Jedes einzelne Mitglied kann Events ins Leben rufen, die dann demokratisch abgesegnet werden. Hierbei erhält dieses Mitglied die volle Unterstützung unserer Führungsmitglieder, sollte es sich um eine sinnvolle Aufgabe für die Gilde handeln. Dies können z.b. Handwerkstage sein, als auch Motto Raids. Wir setzen hier keine Grenzen, lasst euren Ideen freien lauf. Innerhalb der Gilde können Mitglieder bestimmte Ränge erreichen, z.b. durch besondere Aktionen. Jedes Mitglied handelt verantwortungsbewusst. Sobald man der Gilde beitritt, seit ihr nicht nur für euch selbst, sondern auch für Ziele der Gilde verantwortlich, in dem ihr eure Fähigkeiten mit einbringt. 

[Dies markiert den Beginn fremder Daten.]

PR #30, opened 2022-09-06
EVG-17633 Attach dist

khelif96:
EVG-17633

### Description 
Just attaches the production dist folder to the evergreen task


khelif96:
The s3 bucket the dist is uploaded to isn't really configured to serve SPA's so it isn't worth it to serve the app in this way.

PR #31, opened 2022-09-08
EVG-15938 Add File uploader

khelif96:
EVG-15938

### Description 
Users can now upload log files using the file picker or via drag and drop.
Added a confirmation dialog for navigating to the file uploader since it will reset the page state.  We don't have designs for this but it seemed useful.

### Screenshots

https://user-images.githubusercontent.com/4605522/189225477-11ea6a03-1fce-4dff-94ea-713812a2a901.mov

### Testing 
Unit and e2e tests


src/pages/LogDrop/index.tsx
```diff
@@ -0,0 +1,112 @@
...
+        value={logType}
+      >
+        <Option key="resmoke" value={LogTypes.RESMOKE_LOGS}>
+          Resmoke
+        </Option>
+        <Option key="standard" value={LogTypes.EVERGREEN_TASK_LOGS}>
+          Raw
+        </Option>
+      </StyledSelect>
+      <Button data-cy="process-log-button" onClick={onParse} variant="danger">
```
sophstad, line 65: This doesn't feel like the right use case for a danger variant to me 🤔

src/pages/LogDrop/index.tsx
```diff
@@ -0,0 +1,112 @@
...
+        Process Log
+      </Button>
```
sophstad, line 67: It may be helpful to also include a "Cancel" button here in case the user accidentally uploaded the wrong file. They could be taken back to the upload page.
image

src/components/SubHeader/index.tsx
```diff
@@ -7,10 +7,17 @@ import { size, subheaderHeight } from "constants/tokens";
...
-const SubHeader = () => (
+interface SubHeaderProps {
+  isUploadedLog: boolean;
+}
+const SubHeader: React.FC<SubHeaderProps> = ({ isUploadedLog }) => (
   <Container>
     <StyledIcon glyph="EvergreenLogo" />
-    <StyledLink href="/test">Task Page</StyledLink>
+    {isUploadedLog ? (
+      <span>Thanks for uploading</span>
```
sophstad, line 17: This seems somewhat irrelevant to pin to the page as a non-dismissible banner. Maybe showing the filename of the uploaded log would be helpful here?

src/pages/LogDrop/index.tsx
```diff
@@ -0,0 +1,112 @@
...
+      >
+        <Option key="resmoke" value={LogTypes.RESMOKE_LOGS}>
+          Resmoke
+        </Option>
+        <Option key="standard" value={LogTypes.EVERGREEN_TASK_LOGS}>
+          Raw
+        </Option>
+      </StyledSelect>
+      <Button data-cy="process-log-button" onClick={onParse} variant="danger">
+        Process Log
```
sophstad, line 66: This button is currently clickable when no option is selected. It should be disabled until a log type is chosen.

src/pages/LogDrop/index.tsx
```diff
@@ -0,0 +1,112 @@
...
+
+const { red } = palette;
+interface LogDropProps {
+  onChangeLogType: (logType: LogTypes) => void;
+}
+
+const LogDrop: React.FC<LogDropProps> = ({ onChangeLogType }) => {
+  const { ingestLines } = useLogContext();
+  const [hasDroppedLog, setHasDroppedLog] = useState(false);
+  const [logType, setLogType] = useState(LogTypes.RESMOKE_LOGS);
```
sophstad, line 21: Since we're not doing any type of file detection, it feels more intuitive to me to default to no selection here and require users to choose the type of log they've uploaded.

src/pages/LogDrop/index.tsx
```diff
@@ -0,0 +1,112 @@
...
+  });
+
+  return hasDroppedLog ? (
+    <Container>
+      <StyledSelect
+        label="How would you like to parse this log?"
+        onChange={(value) => setLogType(value as LogTypes)}
+        value={logType}
+      >
+        <Option key="resmoke" value={LogTypes.RESMOKE_LOGS}>
```
sophstad, line 58: [nit] I don't think you need a `key` here, seems like LeafyGreen handles that.

src/pages/LogDrop/index.tsx
```diff
@@ -0,0 +1,112 @@
...
+      {isDragActive ? (
+        <Body>Release to upload</Body>
+      ) : (
+        <Dropzone>
+          <Body weight="medium">
+            Drag and Drop a log file to view in Lobster
+          </Body>
+          <Body weight="medium">or</Body>
+          <Button leftGlyph={<Icon glyph="Upload" />} onClick={open}>
+            Select From Files
```
sophstad, line 81: Just noticed this in the [Button design guidelines](https://www.mongodb.design/component/button/guidelines/):

> ‎‎‎‎‏‏‎Keep button content sentence case. Only capitalize the first letter of the CTA and the first letter of a proper noun, like Atlas, Data Lake, Ops Manager, etc.

```suggestion
            Select from files
```

src/pages/LogDrop/index.tsx
```diff
@@ -0,0 +1,112 @@
...
+
+const Container = styled.div`
+  display: flex;
+  flex-direction: column;
+  width: 60%;
+  height: 250px;
+  justify-content: center;
+  align-items: center;
+  border: ${size.xxs} dashed ${red.base};
+  border-radius: ${size.s};
```
sophstad, line 97: [nit] We should apply a background to the navbar to avoid this kind of weirdness
image

sophstad (changes requested):

src/pages/LogDrop/index.tsx
khelif96: The red fit in with the rest of the ui we don't actually have a design for this so i took some creative liberty :) But i can make it green.

src/components/SubHeader/index.tsx
khelif96: Good idea i put it on the agenda for next design sync but filename sgtm

src/pages/LogDrop/index.tsx
khelif96: Good catch  i recall react used to complain possibly in an older version of select.

src/components/NavBar/index.tsx
```diff
@@ -18,6 +20,7 @@ const NavBar: React.FC = () => {
     QueryParams.Filters,
     []
   );
+  const { hasLogs, clearLines } = useLogContext();
```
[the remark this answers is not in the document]
khelif96: It was easier to unit test :)

src/pages/LogDrop/index.tsx
```diff
@@ -0,0 +1,130 @@
...
+
+const ButtonContainer = styled.div`
+  display: flex;
+  justify-content: space-between;
+  margin-top: ${size.xs};
+  button {
+    margin: 0 ${size.xs};
+  }
+`;
+const Dropzone = styled.div`
```
minnakt, line 118: nit. some more vertical spacing would be nice! maybe 

```
> * {
    margin-bottom: ${size.xs};
}
```

Screen Shot 2022-09-09 at 11 59 53 AM

src/components/SubHeader/index.tsx
```diff
@@ -3,16 +3,28 @@ import { palette } from "@leafygreen-ui/palette";
...
-);
+interface SubHeaderProps {
+  isUploadedLog: boolean;
+}
+const SubHeader: React.FC<SubHeaderProps> = ({ isUploadedLog }) => {
+  const { fileName } = useLogContext();
+
+  return (
+    <Container>
+      <StyledIcon glyph="EvergreenLogo" />
```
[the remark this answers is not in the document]
khelif96: Great catch it looks like the reset styles are affecting it somehow.

src/pages/LogDrop.tsx
```diff
@@ -0,0 +1,32 @@
+import { useState } from "react";
+import style from "@emotion/styled";
+import { PageLayout } from "components/styles";
+import { LogTypes } from "constants/enums";
+import { useLogContext } from "context/LogContext";
+import FileDropper from "./LogDrop/index";
```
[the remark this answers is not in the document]
khelif96: Good call out! i forgot to clean up some files i've moved some things around.

src/pages/LogDrop/index.tsx
khelif96: The navbar does have a background color. I think the container being to large was causing some weird overlapping. Never the less i made the height a percentage and gave it a max value so it doesn't become huge.  This should hopefully be a nice compromise and it avoids this in most scenarios.

src/components/SubHeader/index.tsx
```diff
@@ -3,26 +3,34 @@ import { palette } from "@leafygreen-ui/palette";
...
-);
+const SubHeader: React.FC<SubHeaderProps> = ({ isUploadedLog }) => {
+  const { fileName } = useLogContext();
 
-const StyledIcon = styled(Icon)`
-  padding-left: ${size.l};
+  return (
+    <Container>
+      {isUploadedLog ? (
+        <span>File name: ./{fileName}</span>
```
sophstad, line 20: [nit] I would probably omit the `./` here, feel like it implies some type of filesystem/hierarchy where there is none. And developers can be finicky 😁

package.json
```diff
@@ -36,6 +36,7 @@
     "@emotion/styled": "11.9.3",
     "@leafygreen-ui/button": "16.0.0",
     "@leafygreen-ui/card": "7.0.0",
+    "@leafygreen-ui/confirmation-modal": "^3.0.6",
```
sophstad, line 39: Should we pin this dep?

sophstad (approved):
🎉

src/components/LogWindow/index.tsx
```diff
@@ -26,10 +27,10 @@ const LogWindow: React.FC<LogWindowProps> = ({ logType }) => {
   );
 
   return (
-    <Container>
-      {logLines.length !== 0 && <SideBar maxLineNumber={logLines.length - 1} />}
+    <Container data-cy="log-window">
+      {hasLogs && <SideBar maxLineNumber={logLines.length - 1} />}
```
minnakt, line 31: thank u king

minnakt (approved):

Die "Rift Gothic Gilde" ist Teil der "Multigaming Community Gothic", die es schon seit 2003 gibt. Viele Spieler kennen sich schon von Anfang an, deshalb haben wir eine sehr familiäre Atmosphäre.

Seit auch Ihr bereit und habt die gleichen Ziele wie die Gilde Gothic? Dann bewerbt Euch jetzt...

*
**Das können die Bewerber von uns erwarten:*

Lockere, freundliche und familiäre Atmosphäre
Demokratische Gildenstruktur
Gegenseitige Hilfe innerhalb der Gemeinschaft
Auf jeden einzelnen Member wird eingegangen
PvE, PvP, Raids - alles ohne Zwang
ausgedehnte Schlachtzug Sessions
Eigener TS3-Server und Forum
Aufstiegschancen für engagierte Mitglieder
Handwerkssystem
Kleine Einführungskurse für Neulinge
Riss & Invasoren Bekämpfung
 *Wir erwarten von Euch:*

Eigeninitiative, Zuverlässigkeit, Hilfsbereitschaft und Verantwortungsbewusstsein
Freude an Teamwork und gemeinsames Tun und Schaffen
Interesse an gemeinsamen Aktionen in und mit der Gilde
mindestens 18 Jahre Lebenserfahrung
Bereitschaft den TS3-Server zu nutzen bei z.b. Gilden Events
Akzeptanz unseres Leitfadens
Ausreichend Zeit und Freude am Spiel
Fun mitbringen, wir mögen keine Nörgler ;-)
Wichtig ist zu erwähnen, das wir eine Fun Gilde sind und keine Hardcore Force oder sonstiges. Wir wollen natürlich viel ingame erreichen, jedoch geschieht dies alles ohne Zwang! Schlachtzüge und andere Events entstehen meistens spontan, mit der Zeit wird man sehen, wann die meisten Spieler Zeit für einen Raid haben und wir werden dann an mehreren Tagen in der Woche etwas festlegen. Für uns ist wichtig, das ihr auch jede Menge Humor mitbringt, denn wir unterhalten uns auch mal ganz gerne über dies und das und wollen einen lustigen Haufen zusammenstellen, der auch abseits von DPS und Taktiken etwas zu erzählen hat.

*Ansprechpartner sind:
*
	* Saji
   	* Moreya
   	* Sanarios
   	* Floppydrive
   	* Rincy


Falls wir Dein Interesse geweckt haben, schau doch einfach mal in unser Forum vorbei und sieh dich um. Ingame sind wir unter den angegebenen Namen der Ansprechpartner zu erreichen, oder auch per Post. Falls Du nun Interesse bekommen hast, schreibe eine Bewerbung in unser Forum. Wir freuen uns!*

P.S.: *_Die "Multigaming Community Gothic" betreibt unter Eigenregie ein Webradio, das auf den Namen "MMORPG-Radio" getauft wurde.__In diesem gab es schon des öfteren Rift Infos aus erster Hand, da dasRadio von Spielern für Spieler betrieben wird. Falls du Interesse hast,dort als Radiomod mitzuwirken, schreibe einfach die Radio Orga an!_


----------



## VirtualZeraphine (6. Januar 2011)

Wer Interesse hat die Gildenfeatures zu testen, so z.b. das jetzt offene PvP Gebiet "Der schwarze Garten", der kann morgen ab 19 Uhr auf unser Gilden TS3 Server kommen und mit uns zusammen testen.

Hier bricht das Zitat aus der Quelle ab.